Work required => The required result is an exact copy of the material from the line with "of absolute paths" through its final line, both ends included.

Provided data =>

PR #1156, opened 2021-04-15
prog_run: make run-native work for relative local paths

### LINKED ISSUE #1098: runfv3 run-native cannot parse diag_table overlay in fv3config.yml
After some updates to the config preparation in https://github.com/VulcanClimateModeling/fv3net/pull/1051, I've run into issues in local prognostic runs  when reading in an `fv3config.yml` with a diag_table overlay entry. @oliverwm1 

Can be replicated in the prognostic run dev environment with
```
# this is an up to date version of an fv3config.yml after the diag table change
gsutil cp gs://vcm-ml-scratch/test-end-to-end-integration/integration-test-fd43a7fe5cb1/prognostic_run/fv3config.yml .
runfv3 run-native fv3config.yml rundir sklearn_runfile.py 
```

Results in
```
yq: Error running jq: TypeError: Object of type 'bytes' is not JSON serializable.
parse error: Unfinished JSON term at EOF at line 1, column 44128
```
I think it might be the formatting of the `base_time` key in the diag_table.

oliverwm1:
Currently, `runfv3 run-native` fails if the provided paths to the `fv3config` and `runfile` files are relative instead of absolute. 

In a roundabout way, this causes the issued raised in #1098: if the user supplied a local path that happened to be exactly `fv3config.yml`, then `run-native` would end up using the config yaml that gets written to the run directory by `write_run_directory`, which includes the `diag_table` as bytes, which causes `yq` to choke. A separate fv3config issue is that the `fv3config.yml` that gets written to the run directory is different than the input one. See https://github.com/VulcanClimateModeling/fv3config/issues/130.

Significant internal changes:
- allow `runSegment` (and therefore `run-native`) to work if the provided `fv3config` and `runfile` arguments are relative paths instead of absolute paths

- [ ] Tests added

Resolves #1098

### DIFF
--- a/workflows/prognostic_c48_run/runfv3
+++ b/workflows/prognostic_c48_run/runfv3
@@ -138,11 +138,11 @@ function runSegment {
     write_run_directory "$fv3config" "$rundir"
     mkdir -p "$rundir"
     cp "$runfile" "$rundir/runfile.py"
+    NUM_PROC=$(yq '.namelist.fv_core_nml.layout | .[0] *.[1] * 6' "$fv3config")
     (
         cd "$rundir"
         find . > preexisting_files.txt
-        NUM_PROC=$(yq '.namelist.fv_core_nml.layout | .[0] *.[1] * 6' "$fv3config")
-        mpirun -n "$NUM_PROC" python3 -m mpi4py "$runfile" |& tee -a "$rundir/logs.txt"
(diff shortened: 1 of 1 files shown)


nbren12 (approved):
LGTM. Thanks. Now I can stop putting `$(pwd)/runfile.py` in all of my scripts.

brianhenn:
Just seeing this and it is appreciated :)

Response =>
- allow `runSegment` (and therefore `run-native`) to work if the provided `fv3config` and `runfile` arguments are relative paths instead of absolute paths

- [ ] Tests added

Resolves #1098

### DIFF
--- a/workflows/prognostic_c48_run/runfv3
+++ b/workflows/prognostic_c48_run/runfv3
@@ -138,11 +138,11 @@ function runSegment {
     write_run_directory "$fv3config" "$rundir"
     mkdir -p "$rundir"
     cp "$runfile" "$rundir/runfile.py"
+    NUM_PROC=$(yq '.namelist.fv_core_nml.layout | .[0] *.[1] * 6' "$fv3config")
     (
         cd "$rundir"
         find . > preexisting_files.txt
-        NUM_PROC=$(yq '.namelist.fv_core_nml.layout | .[0] *.[1] * 6' "$fv3config")
-        mpirun -n "$NUM_PROC" python3 -m mpi4py "$runfile" |& tee -a "$rundir/logs.txt"
(diff shortened: 1 of 1 files shown)


nbren12 (approved):
LGTM. Thanks. Now I can stop putting `$(pwd)/runfile.py` in all of my scripts.

brianhenn:
Just seeing this and it is appreciated :)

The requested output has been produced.